FIRST GERMAN ACCOUNT OF RUSSIA
Historien und Bericht von dem Grossfürstenthumb Muschkow
Leipzig, [ex Officina Bavarica], 1620£3,950.00
FIRST EDITION thus. 4to. pp. (xxii) 695 (i). Gothic letter. Charming engraved architectural t-p with standing figures of the emperor and patriarch of Russia, burning lamps, and Russian weapons; woodcut initials, headpieces, and typographical ornaments. General light browning, title a bit soiled, last leaf softened, light water stain at head and foot of last couple of gatherings. A good copy in contemporary vellum, lacking ties, double tooled (in black or oxidised silver), blind-stamped fleurons to inner corners, large blind-stamped fleuron to centre (upper board) and lozenge with interlacing ribbons (lower), blind-stamped fleurons to spine, small gauffered line towards headbands to upper and lower edge. Early autograph (illegible) to front pastedown, occasional slightly later ms marginalia, 4-line ms note (smudged) in a contemporary hand to rear pastedown, later bibliographical notes, and early auction price noted beneath.

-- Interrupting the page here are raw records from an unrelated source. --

PR #1455, opened 2025-03-22
feat(HMR)!: integrate Vite 6 HMR -> only run code generation pipeline if modfied file has graphql dependency, reduce HMR event count

rgon:
Fixes #1454

This PR refactors the dev server file watcher so it runs from standard Vite HMR events. It then only runs the houdini code generation pipeline if the file imports from the `$houdini` (or `config.runtimeDir`) path. It finally only asks for module replacement if there are changes in the generated code.

It reduces the amount of HMR events on any change in a project which imports Houdini from ~100 to 1, being less of a toll on the client browser.

It speeds up HMR events on the project: only slowing down those that really have graphql code niside.

This will set an easier base for fully atomic rebuilds.
 
---

#### Current build pipeline on dev server
On every change, the `houdini/src/codegen/index.ts compile` method is called from `houdini/src/vite/index.ts watchAndRun`.
https://github.com/HoudiniGraphql/houdini/blob/aff81e3698099270c2cccd315b2679f3061564ae/packages/houdini/src/vite/index.ts#L29C1-L33C40

```js
async run(server, absolutePath:string|null)
```

#### Proposed alternative
This `watchAndRun` method appears not to be necessary. Vite provides the [`hotUpdate` handler](https://vite.dev/guide/api-environment-plugins.html#the-hotupdate-hook) for create/update/delete, with a list of modules (useful later!) which are used to detect whether the file change should trigger a houdini rebuild or not.

https://github.com/HoudiniGraphql/houdini/blob/aff81e3698099270c2cccd315b2679f3061564ae/packages/houdini/src/vite/houdini.ts#L25

We just need to move the contents of the `watchFile` and `run` methods to this new handler.

#### Potential issues
Since HMR detection is handled separately from actual builds (which are on `buildStart`), this change probably does no damage. However, if there were a way to test HMR builds programatically, it would be smart. This is my first dive into both vite and houdini, so I need a hand on this!

## Task list/PR Status
+ [x] Find which function triggers the rebuild, and who rebuilds any file.
+ [x] Implement `hotUpdate` alternative ways of listening to file changes
+ [x] Cleanup: if working, deprecate watchAndRun and their dependencies
+ [x] Trigger HMR replacement only if something has changed
+ [x] Invalidate & successfully trigger update on houdini files
+ [x] detect if the file has a houdini dependency before calling build

PR #1466, opened 2025-04-02
deps(e2e tests): upgrade vite from v4 to v6, since v4 is not actually supported …

rgon:
Required for #1455 (hot update API)

The `e2e/react` and `e2e/svelte` project have an incompatible vite version (4.x.x), they should be 5 or 6.

https://github.com/HoudiniGraphql/houdini/blob/64fe7964266773f0b3eda4ee779481c811b6bfae/packages/houdini/package.json#L63

No breaking changes, so it's a plain dependency update:
V4-V5 https://v5.vite.dev/guide/migration.html
V5-V6 https://vite.dev/guide/migration.html

No changeset needed

### DIFF
--- a/e2e/react/package.json
+++ b/e2e/react/package.json
@@ -48,7 +48,7 @@
 		"postcss": "^8.4.31",
 		"tailwindcss": "^3.3.3",
 		"typescript": "^4.9.3",
-		"vite": "^4.1.0",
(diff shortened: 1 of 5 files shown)


AlecAivazis (approved):
Thanks for putting this together!

PR #1469, opened 2025-04-11
Fix @load directive not using renamed props

### LINKED ISSUE #1468: Svelte 5: Component queries with `@load` don't work with renamed props
### Describe the bug

The code here doesn't take renamed props into account.
https://github.com/HoudiniGraphql/houdini/blob/58c66c06a948f0b73eb315150a414d09abab1f21/packages/houdini-svelte/src/plugin/transforms/componentQuery.ts#L46-L74

See example below: the `class` prop has been renamed to `className` to avoid clasing with the js keyword, but Houdini hasn't picked up that this prop was renamed, and tries to generate code with the old prop name.

```svelte
<script lang="ts">
    import { graphql } from "$houdini";
    import type { CharacterDetailsVariables } from "./$houdini";

    interface Props {
        class?: string;
        characterId: string;
    }
    let { class: className = "", characterId }: Props = $props();

    export const _CharacterDetailsVariables: CharacterDetailsVariables = ({ props }: { props: Props }) => {
        return {
            characterId: props.characterId,
        };
    };

    let store = $derived(
        graphql(`
            query CharacterDetails($characterId: ID!) @load {
                character(id: $characterId) {
                    name
                }
            }
        `)
    );
</script>

<div class={className}>
    {#if $store.data}
        <p>{$store.data.character?.name}</p>
    {/if}
</div>
```

```
12:03:33 [vite] (ssr) Error when evaluating SSR module /src/routes/+page.svelte: src/routes/TestComponent.svelte:42:32 Unexpected token
https://svelte.dev/e/js_parse_error
  Plugin: vite-plugin-svelte
  File: src/routes/TestComponent.svelte:42:32
   40 |              input: _CharacterDetailsVariables.call(new RequestContext(), {
   41 |                  props: {
   42 |                      class: class,
                                         ^
   43 |                      characterId: characterId
   44 |                  }
[Error [CompileError]: src/routes/TestComponent.svelte:42:32 Unexpected token
```

### Reproduction

_No response_

SeppahBaws:
Fixes #1468

The generated load functions for component queries were not taking renamed props into account in Svelte 5, and ignoring them completely in legacy svelte mode. This PR fixes this bug.

### DIFF
--- a/.changeset/orange-apricots-kiss.md
+++ b/.changeset/orange-apricots-kiss.md
@@ -1,0 +1,5 @@
+---
+'houdini-svelte': patch
+---
+
+Properly generate load function with renamed props for component queries with an `@load` directive
--- a/packages/houdini-svelte/src/plugin/transforms/componentQuery.test.ts
+++ b/packages/houdini-svelte/src/plugin/transforms/componentQuery.test.ts
@@ -477,7 +477,12 @@ describe('Svelte 5 runes', function () {
 					}
 				}
 	
-				const { prop1: renamedProp } = $props();
+				const {
+                    prop1: renamedProp,
+                    prop2: alsoRenamed = "with default",
+                    prop3,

Good first edition in German of a most influential C17 account of the duchy of Muscovy and the Russian provinces, with additional dedications and appendix. Petrus Petreius (Pers Persson) (1570-1620) was a Swedish diplomat and intelligencer from Uppsala, who worked for several years in Russia in the early C17 century. Petreius first published his account in Swedish, as ‘Regni Muschowitici Sciographia’ (Stockholm, 1615), marking a new attitude towards the perception of Russians in Sweden. The six parts are devoted to the cities and provinces, history (from Rurik to 1612), political ceremonies, warfare, customs, and religious
rites of Russia and its people. Most of the second part is concerned with the period spanning the reign of Boris Godunov and the start of the Romanov rule. Petreius relied heavily, especially for the section on the False Dimitris, on the yet unpublished Latin eyewitness account by Konrad Bussow. He interspersed it with personal observations based on direct experience, like the sight of the corpses of Fyodor II Borisovich and his mother bearing the imprint of the ropes which strangled them.

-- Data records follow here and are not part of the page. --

PR #1478, opened 2025-04-23
[houdini-svelte] properly warn against using page/layout queries when not include-ing .js files in houdini.config.js

### LINKED ISSUE #1416: Console error after setting the `include` config to `src/**/*.{graphql,gql}`
### Describe the bug

We set the `include` config in the `houdini.config.js` to `src/**/*.{graphql,gql}` so that Houdini doesn't watch all JS/TS files all the time (which led to a full reload of the page as soon anything changed). But now we're getting the following error in the console even if we don't have queries in our `+page` or `+layout` files:

```
⚠️ You are using at least one page/layout query but aren't "include"ing .js files in your config. \n This will cause houdini to not pick up the generated files and prevent it from working as expected.
```

Could it be that the condition for outputting this warning is not correctly defined:

https://github.com/HoudiniGraphql/houdini/blob/c307841fc0994be1b18932dd1eb5c505a8a1fe8e/packages/houdini-svelte/src/plugin/codegen/routes/index.ts#L71-L79

In my opinion the condition should look like this:

```JavaScript
if (
	// Include path doesn't include js
	!config.include.some((path) => path.includes('js')) &&
	// And the plugin isn't configured to run in static mode
	(!plugin_config(config).static &&
	    // User uses layout/page queries
	    (uniquePageQueries.length > 0 ||
	    uniqueLayoutQueries.length > 0))
) {
```

### Reproduction

_No response_

rgon:
Fixes #1416

### DIFF
--- a/.changeset/purple-readers-punch.md
+++ b/.changeset/purple-readers-punch.md
@@ -1,0 +1,5 @@
+---
+'houdini-svelte': patch
+---
+
+properly warn against using page/layout queries when not include-ing .js files in houdini.config.js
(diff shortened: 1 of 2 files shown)


AlecAivazis (approved):
Thanks for putting this together!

‘Historien und Bericht’ is of fundamental importance for early modern European first-hand knowledge of Russian culture. Petreius adapted for the German language words relating to Russian society, making them more accessible to his new readers by avoiding, unlike in the Swedish original, Russian borrowings. In his account, the complex meaning of the term ‘Bojar’ is simplified to the title of ‘nobleman’ (‘Adel’ or ‘Herr’), and ‘keysare’, the same term used to address the German Holy Roman Emperors, appears as a translation of ‘czar’
in the reported speeches of Russian people. The ‘Historien und Bericht’ was among the sources used by I.M. Karamzin for his famous ‘History of the Russian State’ (‘История Государства Российского’) of 1843.